■ **Task statement**:
Only one stretch of the data is wanted: the line containing "PR #892, opened 2025-09-18", the line containing "showed in the code above", and every line between them, copied exactly.

■ **Data to use**:

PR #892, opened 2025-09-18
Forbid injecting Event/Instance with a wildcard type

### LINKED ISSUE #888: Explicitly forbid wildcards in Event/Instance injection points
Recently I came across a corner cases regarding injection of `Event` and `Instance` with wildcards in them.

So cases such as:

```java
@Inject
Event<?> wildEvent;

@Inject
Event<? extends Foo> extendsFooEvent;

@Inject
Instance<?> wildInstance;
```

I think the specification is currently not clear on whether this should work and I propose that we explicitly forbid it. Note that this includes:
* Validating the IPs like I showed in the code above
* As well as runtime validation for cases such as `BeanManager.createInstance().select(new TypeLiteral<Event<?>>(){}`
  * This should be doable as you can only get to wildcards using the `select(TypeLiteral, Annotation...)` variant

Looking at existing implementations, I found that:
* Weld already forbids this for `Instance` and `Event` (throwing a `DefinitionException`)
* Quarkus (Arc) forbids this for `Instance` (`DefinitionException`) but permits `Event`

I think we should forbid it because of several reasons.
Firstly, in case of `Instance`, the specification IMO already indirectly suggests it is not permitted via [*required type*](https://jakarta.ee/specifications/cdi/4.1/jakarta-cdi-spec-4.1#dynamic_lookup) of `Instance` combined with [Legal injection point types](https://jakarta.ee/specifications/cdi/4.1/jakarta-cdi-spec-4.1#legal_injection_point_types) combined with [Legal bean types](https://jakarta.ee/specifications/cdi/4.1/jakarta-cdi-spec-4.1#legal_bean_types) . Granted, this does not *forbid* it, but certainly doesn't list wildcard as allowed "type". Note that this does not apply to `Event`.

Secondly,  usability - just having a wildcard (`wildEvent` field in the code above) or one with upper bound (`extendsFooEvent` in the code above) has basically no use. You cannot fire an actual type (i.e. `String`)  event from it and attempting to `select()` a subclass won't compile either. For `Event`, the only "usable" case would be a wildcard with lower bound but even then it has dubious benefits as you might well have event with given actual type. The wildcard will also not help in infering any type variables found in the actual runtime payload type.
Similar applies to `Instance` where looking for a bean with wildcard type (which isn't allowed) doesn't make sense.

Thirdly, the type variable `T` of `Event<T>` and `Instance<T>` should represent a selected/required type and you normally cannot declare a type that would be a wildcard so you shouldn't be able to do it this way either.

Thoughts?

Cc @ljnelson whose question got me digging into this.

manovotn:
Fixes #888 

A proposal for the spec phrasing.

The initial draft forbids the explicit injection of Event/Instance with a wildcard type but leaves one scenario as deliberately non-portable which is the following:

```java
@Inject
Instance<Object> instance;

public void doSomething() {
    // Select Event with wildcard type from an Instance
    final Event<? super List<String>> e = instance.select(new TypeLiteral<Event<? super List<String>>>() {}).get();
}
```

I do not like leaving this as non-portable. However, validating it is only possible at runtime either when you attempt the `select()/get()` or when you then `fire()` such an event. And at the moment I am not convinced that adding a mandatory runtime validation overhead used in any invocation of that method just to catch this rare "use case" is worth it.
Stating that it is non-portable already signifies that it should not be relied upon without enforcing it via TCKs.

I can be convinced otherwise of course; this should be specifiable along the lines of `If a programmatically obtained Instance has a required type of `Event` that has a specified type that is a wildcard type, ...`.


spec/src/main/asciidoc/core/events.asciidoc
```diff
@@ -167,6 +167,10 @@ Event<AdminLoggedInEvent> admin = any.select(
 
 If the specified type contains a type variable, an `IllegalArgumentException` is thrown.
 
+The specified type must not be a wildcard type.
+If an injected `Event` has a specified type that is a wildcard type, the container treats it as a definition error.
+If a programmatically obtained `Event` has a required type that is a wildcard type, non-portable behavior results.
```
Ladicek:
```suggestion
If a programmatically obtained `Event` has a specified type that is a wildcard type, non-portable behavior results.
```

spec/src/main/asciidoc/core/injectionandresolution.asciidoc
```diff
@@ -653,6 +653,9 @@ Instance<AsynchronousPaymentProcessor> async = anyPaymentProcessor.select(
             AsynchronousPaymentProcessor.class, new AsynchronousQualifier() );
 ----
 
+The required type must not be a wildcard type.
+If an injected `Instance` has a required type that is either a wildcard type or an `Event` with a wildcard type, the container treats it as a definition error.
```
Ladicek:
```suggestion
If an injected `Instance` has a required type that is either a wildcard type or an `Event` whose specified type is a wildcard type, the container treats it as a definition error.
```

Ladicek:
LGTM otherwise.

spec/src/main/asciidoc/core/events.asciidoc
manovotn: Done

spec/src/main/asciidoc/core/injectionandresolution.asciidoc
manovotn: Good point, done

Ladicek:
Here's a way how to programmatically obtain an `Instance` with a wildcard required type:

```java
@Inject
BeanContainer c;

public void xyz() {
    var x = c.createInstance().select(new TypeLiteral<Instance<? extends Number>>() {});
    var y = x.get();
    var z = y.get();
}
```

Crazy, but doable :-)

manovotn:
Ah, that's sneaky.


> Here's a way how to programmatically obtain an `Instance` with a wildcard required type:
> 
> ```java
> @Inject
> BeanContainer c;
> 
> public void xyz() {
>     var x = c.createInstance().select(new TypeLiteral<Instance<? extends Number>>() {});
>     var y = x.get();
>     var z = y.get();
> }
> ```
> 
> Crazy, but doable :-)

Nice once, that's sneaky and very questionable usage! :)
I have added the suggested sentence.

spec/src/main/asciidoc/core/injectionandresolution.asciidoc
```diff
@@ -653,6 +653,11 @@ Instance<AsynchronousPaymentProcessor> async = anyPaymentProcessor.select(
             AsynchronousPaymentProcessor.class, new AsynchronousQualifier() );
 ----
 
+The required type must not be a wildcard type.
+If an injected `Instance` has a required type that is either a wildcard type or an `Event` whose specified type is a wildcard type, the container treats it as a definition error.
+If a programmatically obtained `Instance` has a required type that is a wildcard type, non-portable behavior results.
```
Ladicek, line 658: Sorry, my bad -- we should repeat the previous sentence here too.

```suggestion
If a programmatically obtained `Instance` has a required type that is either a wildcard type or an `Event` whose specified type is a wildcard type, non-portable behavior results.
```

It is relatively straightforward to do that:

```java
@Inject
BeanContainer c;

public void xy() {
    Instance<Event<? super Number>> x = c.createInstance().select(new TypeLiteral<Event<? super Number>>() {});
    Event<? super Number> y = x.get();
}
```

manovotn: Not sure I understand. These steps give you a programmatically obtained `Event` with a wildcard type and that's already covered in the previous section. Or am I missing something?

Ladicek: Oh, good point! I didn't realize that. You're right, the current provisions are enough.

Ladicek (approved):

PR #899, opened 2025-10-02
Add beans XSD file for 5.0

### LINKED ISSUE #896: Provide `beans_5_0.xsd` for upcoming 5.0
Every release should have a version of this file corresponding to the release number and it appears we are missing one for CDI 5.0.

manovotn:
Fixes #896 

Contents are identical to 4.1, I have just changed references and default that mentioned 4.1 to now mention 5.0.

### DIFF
---
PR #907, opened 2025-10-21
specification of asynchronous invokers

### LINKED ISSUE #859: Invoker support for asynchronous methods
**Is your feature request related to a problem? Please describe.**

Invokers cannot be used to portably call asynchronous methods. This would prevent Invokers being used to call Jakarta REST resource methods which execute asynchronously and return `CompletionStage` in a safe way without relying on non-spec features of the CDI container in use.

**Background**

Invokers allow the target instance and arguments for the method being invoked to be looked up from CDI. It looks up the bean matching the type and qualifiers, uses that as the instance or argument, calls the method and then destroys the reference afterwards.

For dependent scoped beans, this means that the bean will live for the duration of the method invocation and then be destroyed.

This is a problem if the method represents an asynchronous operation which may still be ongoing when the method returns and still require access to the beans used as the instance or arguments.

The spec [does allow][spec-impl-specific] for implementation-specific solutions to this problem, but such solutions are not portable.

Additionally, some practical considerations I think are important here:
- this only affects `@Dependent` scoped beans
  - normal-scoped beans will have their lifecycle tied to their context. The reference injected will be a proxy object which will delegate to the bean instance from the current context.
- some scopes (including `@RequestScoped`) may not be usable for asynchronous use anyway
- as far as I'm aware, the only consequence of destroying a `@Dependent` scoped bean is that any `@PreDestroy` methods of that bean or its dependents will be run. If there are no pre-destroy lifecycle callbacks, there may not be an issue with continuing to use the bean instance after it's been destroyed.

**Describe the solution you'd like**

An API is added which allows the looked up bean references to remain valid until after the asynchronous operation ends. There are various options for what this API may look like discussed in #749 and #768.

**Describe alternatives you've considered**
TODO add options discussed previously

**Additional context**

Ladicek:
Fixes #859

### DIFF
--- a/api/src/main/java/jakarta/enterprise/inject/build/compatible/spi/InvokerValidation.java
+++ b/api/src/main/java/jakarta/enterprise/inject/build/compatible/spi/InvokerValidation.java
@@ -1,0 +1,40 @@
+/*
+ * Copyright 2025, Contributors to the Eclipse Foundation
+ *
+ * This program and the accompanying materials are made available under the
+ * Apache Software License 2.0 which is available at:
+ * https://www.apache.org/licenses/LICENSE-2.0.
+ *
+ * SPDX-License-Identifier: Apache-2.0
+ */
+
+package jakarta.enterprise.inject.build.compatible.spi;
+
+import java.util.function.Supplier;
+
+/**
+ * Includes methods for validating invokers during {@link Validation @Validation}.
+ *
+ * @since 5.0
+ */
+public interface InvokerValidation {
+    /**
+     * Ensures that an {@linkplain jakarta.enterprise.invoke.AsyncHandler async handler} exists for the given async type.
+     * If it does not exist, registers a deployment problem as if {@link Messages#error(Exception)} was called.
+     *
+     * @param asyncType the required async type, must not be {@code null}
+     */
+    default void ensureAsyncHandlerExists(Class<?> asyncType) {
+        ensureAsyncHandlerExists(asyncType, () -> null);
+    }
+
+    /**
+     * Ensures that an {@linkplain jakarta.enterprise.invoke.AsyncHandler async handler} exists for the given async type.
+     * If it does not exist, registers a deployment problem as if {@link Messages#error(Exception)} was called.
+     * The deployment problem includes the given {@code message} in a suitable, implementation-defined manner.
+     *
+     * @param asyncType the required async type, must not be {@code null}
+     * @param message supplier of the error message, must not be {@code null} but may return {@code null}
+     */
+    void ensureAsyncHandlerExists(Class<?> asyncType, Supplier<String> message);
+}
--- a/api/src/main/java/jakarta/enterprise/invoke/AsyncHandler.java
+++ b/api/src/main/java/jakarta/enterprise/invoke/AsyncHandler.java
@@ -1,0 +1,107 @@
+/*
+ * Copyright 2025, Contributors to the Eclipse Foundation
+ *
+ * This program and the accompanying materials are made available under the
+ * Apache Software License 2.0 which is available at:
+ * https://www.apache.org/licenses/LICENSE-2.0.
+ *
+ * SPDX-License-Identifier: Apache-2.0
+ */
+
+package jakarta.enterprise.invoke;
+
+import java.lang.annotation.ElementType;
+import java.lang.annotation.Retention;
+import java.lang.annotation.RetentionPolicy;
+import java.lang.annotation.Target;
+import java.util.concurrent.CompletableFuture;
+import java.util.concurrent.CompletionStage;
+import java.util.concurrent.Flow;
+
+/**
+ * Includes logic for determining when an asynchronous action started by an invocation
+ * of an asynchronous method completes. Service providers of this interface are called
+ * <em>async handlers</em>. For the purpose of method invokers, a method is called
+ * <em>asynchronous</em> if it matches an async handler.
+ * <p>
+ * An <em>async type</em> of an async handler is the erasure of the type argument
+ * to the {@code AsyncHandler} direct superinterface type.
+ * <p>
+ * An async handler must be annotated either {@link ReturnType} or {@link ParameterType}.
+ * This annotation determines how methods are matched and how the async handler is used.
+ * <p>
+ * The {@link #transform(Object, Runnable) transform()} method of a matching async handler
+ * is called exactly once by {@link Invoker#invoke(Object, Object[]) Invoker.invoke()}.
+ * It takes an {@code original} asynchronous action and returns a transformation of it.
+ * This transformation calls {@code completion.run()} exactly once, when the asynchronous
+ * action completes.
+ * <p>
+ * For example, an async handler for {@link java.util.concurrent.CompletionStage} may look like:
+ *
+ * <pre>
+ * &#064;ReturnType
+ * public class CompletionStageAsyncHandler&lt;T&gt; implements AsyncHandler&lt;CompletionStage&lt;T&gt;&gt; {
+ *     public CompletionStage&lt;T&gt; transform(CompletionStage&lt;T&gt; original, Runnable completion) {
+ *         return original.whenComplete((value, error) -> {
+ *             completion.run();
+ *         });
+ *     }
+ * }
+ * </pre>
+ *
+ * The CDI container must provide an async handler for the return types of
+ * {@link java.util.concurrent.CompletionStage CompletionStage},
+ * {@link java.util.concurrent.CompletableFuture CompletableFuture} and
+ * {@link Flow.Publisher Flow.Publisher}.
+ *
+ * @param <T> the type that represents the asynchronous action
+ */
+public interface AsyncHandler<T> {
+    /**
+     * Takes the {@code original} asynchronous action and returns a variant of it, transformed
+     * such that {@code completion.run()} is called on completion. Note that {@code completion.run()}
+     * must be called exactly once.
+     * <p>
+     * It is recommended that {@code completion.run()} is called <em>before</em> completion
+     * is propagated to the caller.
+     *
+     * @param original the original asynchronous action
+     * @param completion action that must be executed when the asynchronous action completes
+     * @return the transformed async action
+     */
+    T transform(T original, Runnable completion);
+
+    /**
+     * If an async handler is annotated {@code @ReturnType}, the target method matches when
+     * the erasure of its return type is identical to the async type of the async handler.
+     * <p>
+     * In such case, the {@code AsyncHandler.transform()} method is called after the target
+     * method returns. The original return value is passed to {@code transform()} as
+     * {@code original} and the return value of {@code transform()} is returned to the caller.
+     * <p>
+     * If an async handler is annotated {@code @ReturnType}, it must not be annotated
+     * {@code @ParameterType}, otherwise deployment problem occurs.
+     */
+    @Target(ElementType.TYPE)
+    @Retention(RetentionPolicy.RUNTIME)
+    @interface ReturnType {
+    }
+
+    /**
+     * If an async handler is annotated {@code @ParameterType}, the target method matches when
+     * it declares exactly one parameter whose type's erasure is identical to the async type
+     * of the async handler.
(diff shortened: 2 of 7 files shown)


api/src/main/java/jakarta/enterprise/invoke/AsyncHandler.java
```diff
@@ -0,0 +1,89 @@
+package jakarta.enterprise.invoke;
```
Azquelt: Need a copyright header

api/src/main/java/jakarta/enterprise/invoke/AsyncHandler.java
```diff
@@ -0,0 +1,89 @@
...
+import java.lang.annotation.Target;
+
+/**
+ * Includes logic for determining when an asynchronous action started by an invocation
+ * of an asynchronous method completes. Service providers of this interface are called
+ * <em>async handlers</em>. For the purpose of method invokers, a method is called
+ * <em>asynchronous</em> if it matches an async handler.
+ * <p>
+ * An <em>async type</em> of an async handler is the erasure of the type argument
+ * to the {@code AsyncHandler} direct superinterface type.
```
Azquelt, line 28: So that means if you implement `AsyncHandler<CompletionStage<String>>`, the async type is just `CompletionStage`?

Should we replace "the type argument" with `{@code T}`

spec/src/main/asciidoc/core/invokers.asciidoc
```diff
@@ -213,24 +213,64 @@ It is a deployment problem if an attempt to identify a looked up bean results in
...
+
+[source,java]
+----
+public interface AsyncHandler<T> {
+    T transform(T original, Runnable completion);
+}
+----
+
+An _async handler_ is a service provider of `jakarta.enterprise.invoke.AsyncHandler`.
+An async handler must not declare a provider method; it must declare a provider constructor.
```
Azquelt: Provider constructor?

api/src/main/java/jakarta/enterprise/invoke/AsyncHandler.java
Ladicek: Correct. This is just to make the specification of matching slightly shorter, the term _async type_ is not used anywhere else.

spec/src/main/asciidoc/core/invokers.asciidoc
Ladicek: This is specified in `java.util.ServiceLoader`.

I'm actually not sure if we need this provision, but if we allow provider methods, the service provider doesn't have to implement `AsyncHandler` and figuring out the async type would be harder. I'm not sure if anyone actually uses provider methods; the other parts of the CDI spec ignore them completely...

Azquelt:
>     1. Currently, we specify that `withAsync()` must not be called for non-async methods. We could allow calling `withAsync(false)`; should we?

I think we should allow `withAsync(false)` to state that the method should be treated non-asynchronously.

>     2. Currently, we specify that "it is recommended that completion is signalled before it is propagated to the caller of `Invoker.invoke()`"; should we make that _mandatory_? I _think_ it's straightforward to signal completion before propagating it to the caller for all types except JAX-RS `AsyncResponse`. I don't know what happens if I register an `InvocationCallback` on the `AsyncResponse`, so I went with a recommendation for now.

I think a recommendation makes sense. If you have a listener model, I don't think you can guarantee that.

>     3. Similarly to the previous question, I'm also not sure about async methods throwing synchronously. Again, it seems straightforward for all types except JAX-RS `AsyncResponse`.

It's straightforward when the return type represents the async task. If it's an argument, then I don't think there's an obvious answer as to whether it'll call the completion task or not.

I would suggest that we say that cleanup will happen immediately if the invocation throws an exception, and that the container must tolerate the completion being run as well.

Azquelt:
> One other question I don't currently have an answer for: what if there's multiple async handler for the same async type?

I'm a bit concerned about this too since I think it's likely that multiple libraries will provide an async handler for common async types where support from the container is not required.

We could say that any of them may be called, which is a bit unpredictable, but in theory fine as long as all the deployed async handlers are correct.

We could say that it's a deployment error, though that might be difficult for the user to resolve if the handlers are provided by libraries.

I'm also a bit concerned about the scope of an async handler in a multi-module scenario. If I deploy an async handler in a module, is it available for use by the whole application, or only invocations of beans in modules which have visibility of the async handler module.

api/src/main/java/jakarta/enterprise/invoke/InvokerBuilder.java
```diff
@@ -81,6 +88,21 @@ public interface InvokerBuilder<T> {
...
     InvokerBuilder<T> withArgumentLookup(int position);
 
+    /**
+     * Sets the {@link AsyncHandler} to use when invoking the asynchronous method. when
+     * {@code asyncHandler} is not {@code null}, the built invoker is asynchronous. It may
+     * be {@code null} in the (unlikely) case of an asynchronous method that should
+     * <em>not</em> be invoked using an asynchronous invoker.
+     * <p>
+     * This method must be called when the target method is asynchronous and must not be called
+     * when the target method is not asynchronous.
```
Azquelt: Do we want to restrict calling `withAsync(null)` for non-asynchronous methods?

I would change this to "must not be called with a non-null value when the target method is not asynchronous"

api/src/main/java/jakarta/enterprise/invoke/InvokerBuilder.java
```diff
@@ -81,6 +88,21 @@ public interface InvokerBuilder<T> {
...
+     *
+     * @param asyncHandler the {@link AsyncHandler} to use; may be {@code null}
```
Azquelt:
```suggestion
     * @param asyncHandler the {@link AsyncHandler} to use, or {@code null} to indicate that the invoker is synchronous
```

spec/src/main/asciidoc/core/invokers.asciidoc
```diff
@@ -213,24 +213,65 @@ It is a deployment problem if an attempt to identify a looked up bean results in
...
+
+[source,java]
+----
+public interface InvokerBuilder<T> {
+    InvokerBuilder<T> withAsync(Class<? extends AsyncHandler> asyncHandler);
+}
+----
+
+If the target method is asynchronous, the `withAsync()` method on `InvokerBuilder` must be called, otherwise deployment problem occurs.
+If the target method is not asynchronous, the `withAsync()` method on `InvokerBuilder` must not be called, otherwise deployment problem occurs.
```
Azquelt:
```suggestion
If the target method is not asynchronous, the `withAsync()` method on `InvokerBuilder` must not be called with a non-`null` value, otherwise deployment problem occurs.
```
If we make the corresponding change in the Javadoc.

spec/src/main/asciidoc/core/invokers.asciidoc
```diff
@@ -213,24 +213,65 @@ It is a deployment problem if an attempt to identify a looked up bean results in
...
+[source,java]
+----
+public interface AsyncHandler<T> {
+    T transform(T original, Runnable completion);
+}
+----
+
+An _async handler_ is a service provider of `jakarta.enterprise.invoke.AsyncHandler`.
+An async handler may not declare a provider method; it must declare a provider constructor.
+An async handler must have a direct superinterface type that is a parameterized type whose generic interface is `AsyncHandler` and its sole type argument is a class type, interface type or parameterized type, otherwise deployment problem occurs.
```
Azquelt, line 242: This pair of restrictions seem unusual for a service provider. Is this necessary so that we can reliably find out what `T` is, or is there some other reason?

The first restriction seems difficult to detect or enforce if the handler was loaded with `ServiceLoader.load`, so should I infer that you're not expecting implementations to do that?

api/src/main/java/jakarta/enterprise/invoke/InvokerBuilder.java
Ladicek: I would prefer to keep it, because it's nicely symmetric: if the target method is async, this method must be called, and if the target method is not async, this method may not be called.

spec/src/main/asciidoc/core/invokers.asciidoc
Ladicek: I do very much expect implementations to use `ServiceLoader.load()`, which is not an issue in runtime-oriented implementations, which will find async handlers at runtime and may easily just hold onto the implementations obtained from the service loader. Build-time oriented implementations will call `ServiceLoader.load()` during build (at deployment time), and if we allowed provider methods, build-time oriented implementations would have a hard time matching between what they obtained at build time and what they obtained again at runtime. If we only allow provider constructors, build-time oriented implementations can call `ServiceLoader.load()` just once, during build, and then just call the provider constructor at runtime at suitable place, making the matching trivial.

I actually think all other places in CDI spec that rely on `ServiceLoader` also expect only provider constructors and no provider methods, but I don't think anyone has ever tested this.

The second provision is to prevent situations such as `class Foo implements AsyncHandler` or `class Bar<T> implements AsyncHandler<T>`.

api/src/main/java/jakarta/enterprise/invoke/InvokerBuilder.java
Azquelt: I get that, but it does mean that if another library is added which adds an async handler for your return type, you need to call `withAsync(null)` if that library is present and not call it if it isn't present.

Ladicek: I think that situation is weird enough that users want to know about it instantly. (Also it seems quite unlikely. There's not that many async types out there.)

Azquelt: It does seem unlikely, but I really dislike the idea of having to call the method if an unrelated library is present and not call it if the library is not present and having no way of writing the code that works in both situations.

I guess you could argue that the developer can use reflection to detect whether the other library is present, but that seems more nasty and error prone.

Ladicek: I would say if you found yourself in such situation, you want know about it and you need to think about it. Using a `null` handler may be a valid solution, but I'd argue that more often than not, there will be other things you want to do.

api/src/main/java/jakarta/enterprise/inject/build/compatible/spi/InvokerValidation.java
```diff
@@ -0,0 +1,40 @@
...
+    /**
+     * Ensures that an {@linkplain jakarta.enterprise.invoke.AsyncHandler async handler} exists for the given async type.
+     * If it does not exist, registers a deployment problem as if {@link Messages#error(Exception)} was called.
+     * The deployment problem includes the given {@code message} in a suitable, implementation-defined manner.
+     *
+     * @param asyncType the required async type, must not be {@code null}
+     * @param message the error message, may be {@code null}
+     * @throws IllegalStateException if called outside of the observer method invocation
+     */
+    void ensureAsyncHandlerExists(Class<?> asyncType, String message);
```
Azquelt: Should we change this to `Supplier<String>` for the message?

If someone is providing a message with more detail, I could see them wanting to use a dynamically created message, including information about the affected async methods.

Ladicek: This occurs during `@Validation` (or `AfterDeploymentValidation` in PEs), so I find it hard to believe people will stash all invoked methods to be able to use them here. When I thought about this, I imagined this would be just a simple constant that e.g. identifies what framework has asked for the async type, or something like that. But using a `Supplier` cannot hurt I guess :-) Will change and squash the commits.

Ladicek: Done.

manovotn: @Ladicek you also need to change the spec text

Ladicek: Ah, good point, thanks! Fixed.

■ **Completed exercise**:
PR #892, opened 2025-09-18
Forbid injecting Event/Instance with a wildcard type

### LINKED ISSUE #888: Explicitly forbid wildcards in Event/Instance injection points
Recently I came across a corner cases regarding injection of `Event` and `Instance` with wildcards in them.

So cases such as:

```java
@Inject
Event<?> wildEvent;

@Inject
Event<? extends Foo> extendsFooEvent;

@Inject
Instance<?> wildInstance;
```

I think the specification is currently not clear on whether this should work and I propose that we explicitly forbid it. Note that this includes:
* Validating the IPs like I showed in the code above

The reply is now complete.